PR #7005, opened 2025-05-21
copied commit from local branch

badasahog:


badasahog:
@aitap I moved this to a local branch as requested. Can we get it merged?

tdhock:
this may have performance implications.
what kind of data would be able to show any performance differences of this pr?

badasahog:
@tkhock the performance gain would be tiny because it doesn't happen in a loop.

I still insist this is best practice, and severely minimizes the potential for bugs in the future while still being much simpler. Fewer lines.

tdhock:
removing static means new allocations for every function call, and maybe a performance hit (not benefit).
sometimes in data.table we want to do things which in other contexts may be considered "unsafe" and that is for a performance benefit.
the existing fread performance tests do not show any slow downs.

also it is normal to wait some time before code review.

MichaelChirico:
I would prefer Ivan to weigh in here, I would need to do a lot of background reading to review competently.

We have no review time SLO. For a volunteer project, a review period of ~1 week is pretty acceptable IMO. We do not meet this in general at the moment, something we are working to improve.

We are also a review team of primarily R authors -- changes like this touch on deeper aspects of C coding that are outside my (I won't speak directly for others here) comfort zone. They are very welcome improvements, but also take more time to review. Thank you for your contributions & for your patience.

badasahog:
This codebase already relies on features that aren't in c89
-fixed size integers
-restrict qualified pointers
-inline functions
-designated initializers
-data/code is desegregated
-integer division
-//comments

badasahog:
I don't have long standing or specific safety/style guidelines for the code.

What I will say is that I'm not a fan of the `x=y;` style, gives me no room to breathe. It's also not super consistent, so I would suggest a final decision be made to unify the style. I prefer `x = y;`.

tdhock:
the only data.table style guide I know of is https://github.com/Rdatatable/data.table/blob/master/.github/CONTRIBUTING.md#coding-style

MichaelChirico:
This is producing new compiler warnings, e.g.:

```
freadR.h:27:51: note: in definition of macro ‘DTWARN’
   27 | #define DTWARN(...) warningsAreErrors ? halt__(1, __VA_ARGS__) : warning(__VA_ARGS__)
      |                                                   ^~~~~~~~~~~
fread.c:2766:71: warning: ISO C forbids empty initializer braces before C23 [-Wpedantic]
 2766 |           DTi + row1line, ncol, tt, strlim(skippedFooter, (char[500]) {}, 500));
      |                                                                       ^
```

Is there any workaround?

PR #7274, opened 2025-08-31
Fix week() calculation to start week 1 at days 1–7 (resolves #2611)

### LINKED ISSUE #2611: bug in week means first week only has 6 days?

venom1204:
closes #2611 

This PR fixes the long-standing bug in week() (#2611) by defining weeks sequentially: days 1–7 are week 1, days 8–14 week 2, etc.

hi @MichaelChirico @tdhock can you please have a review when you got time .
thanks.

### DIFF
--- a/NEWS.md
+++ b/NEWS.md
@@ -197,6 +197,8 @@
 
 19. Ellipsis elements like `..1` are correctly excluded when searching for variables in "up-a-level" syntax inside `[`, [#5460](https://github.com/Rdatatable/data.table/issues/5460). Thanks @ggrothendieck for the report and @MichaelChirico for the fix.
 
+20. `week()` now calculates the week of the year sequentially, where days 1-7 are always week 1. This fixes a long-standing bug where the first week of the year was incorrectly calculated as having only 6 days, [#2611](https://github.com/Rdatatable/data.table/issues/2611). Thanks to @MichaelChirico for the report and @venom1204 for the fix.
+
 ### NOTES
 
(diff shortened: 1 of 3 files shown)


tdhock:
@venom1204 please resolve conflicts

@MichaelChirico can you please review because you posted the issue this fixes?

venom1204:
@tdhock done

jangorecki:
Doesn't LGTM because it is a breaking change, not even documented. Maybe we can detect breaking behavior and raise warning that can be suppressed with a temporary global option?

ben-schwen:
@venom1204 Can you please add this breaking and raise the warning when mixed weeks arise? E.g. calculate both weeks (old + new formula) and warn when there is a mismatch?

PR #7276, opened 2025-09-01
Indent code block to fix `NEWS.md` rendering

jdblischak:
Very minor fix. I was reading the latest developments in `NEWS.md` today and noticed that the rendering was slightly off. The bullet points after number 13 were all rendered as code.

• • • •

## WHAT THE TASK ASKS
This exercise requires the lines of the entries containing the string "MichaelChirico".

## ANSWER TO THIS EXERCISE
MichaelChirico:
MichaelChirico:
hi @MichaelChirico @tdhock can you please have a review when you got time .
 19. Ellipsis elements like `..1` are correctly excluded when searching for variables in "up-a-level" syntax inside `[`, [#5460](https://github.com/Rdatatable/data.table/issues/5460). Thanks @ggrothendieck for the report and @MichaelChirico for the fix.
+20. `week()` now calculates the week of the year sequentially, where days 1-7 are always week 1. This fixes a long-standing bug where the first week of the year was incorrectly calculated as having only 6 days, [#2611](https://github.com/Rdatatable/data.table/issues/2611). Thanks to @MichaelChirico for the report and @venom1204 for the fix.
@MichaelChirico can you please review because you posted the issue this fixes?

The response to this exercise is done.